I'm going to call it the "rainbow road" trip, after the mario kart racing course of the same name, because, after getting out into the empty country (Kansas and Nebraska) -which was lovely- we drove into a huge sporadic rainstorm, and saw so many different rainbows that I lost count. It was absolutely gorgeous, and fun, and adventurous, as we drove through the heavy parts of the rainstorm. And then the cool contrast, of bright rays of sun lighting up patches of bright green grass, amidst the dark gray shadows of the rainclouds, all around. And, though we were worried about the plants staying cool enough (which was the whole reason we got a van: the air conditioned cab was connected to the back part) I think they were all fine, and the rain meant it wasn't even that hot for much of the day.

I realized I really enjoy the peaceful part of cross country drives. Where it's just you on cruise control, going fast, through beautiful vistas, with few cars between, and easy passing. I listened to most of a book by Mihaly Csikszentmihalyi on flow states, and then was just driving in silence for a long time, contemplating the big questions of my life and enjoying the scenery.

I'm kind of out of it today, unsurprisingly, but I'm taking it easy, so hopefully by tomorrow I'll be back to normal-ish. And I'm thoroughly enjoying it all. Thanks in large part to slowing down and not feeling rushed or crunched for time. 

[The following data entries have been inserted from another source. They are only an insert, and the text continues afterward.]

PR #143, opened 2021-09-21
Remove conf file

alexarchambault:


alexarchambault:
The docs need to be updated too…

PR #144, opened 2021-09-22
Fix - piping input corresponds to virtual scala scripts

lwronski:


modules/integration/src/test/scala/scala/cli/integration/RunTestDefinitions.scala
```diff
@@ -611,10 +611,21 @@ abstract class RunTestDefinitions(val scalaVersionOpt: Option[String])
     }
   }
 
-  if (!Properties.isWin)
+  if (!Properties.isWin) {
     test("piping") {
       piping()
     }
+    test("Piping input should corresponds to scripts") {
```
alexarchambault: NIT
```suggestion
    test("Scripts accepted as piped input") {
```

PR #1455, opened 2022-10-13
Accept spark-submit arguments on the command-line

alexarchambault:


modules/integration/src/test/scala/scala/cli/integration/SparkTestDefinitions.scala
```diff
@@ -129,7 +129,7 @@ abstract class SparkTestDefinitions(val scalaVersionOpt: Option[String]) extends
       val extraEnv =
         if (needsWinUtils) maybeHadoopHomeForWinutils(root / "hadoop-home")
         else Map.empty[String, String]
-      val res = os.proc(TestUtil.cli, "run", extraOptions, "--spark-standalone", "--jvm", "8", ".")
+      val res = os.proc(TestUtil.cli, "run", extraOptions, "--spark-standalone", ".")
```
lwronski, line 139: Does the default of scala-cli use java 8 even if I have on path java 17? If yes, I think it should be warning what happened.

Gedochao (approved):

modules/integration/src/test/scala/scala/cli/integration/SparkTestDefinitions.scala
alexarchambault: Yeah, if the system JVM is at least 8, maybe we should use it instead… 🤔

alexarchambault: I'll give it a try in another PR.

I feel like these past 5 or so (maybe even 7?) years of intense activity have given me a deep appreciation for the time and freedom I had previously, but ended up... not exactly taking for granted, but not properly appreciating. Instead, I would be unhappy, feeling down on myself for not doing more. Now I am both more focused and disciplined, and more easy on myself, and much more prone to gratitude and not wasting time with negative ruminations.

It's interesting though, Fairfield no longer feels like home, coming back to it. I wonder if it's just time, or the fact that I'm not plugged into anything here anymore. I'll need to re-make it home, I guess.

We're going to see some houses, also, but not many, just because there are not many going on the market. Small town, slow market, and not a lot of promising options. We're considering building for that reason, but with supply chains still wobbly and contractors hard to find, we'll have to do some research to see if that's going to be even more of a headache than just waiting for something.

OK, I think that's all. I might just take another nap before our first house viewing of the visit.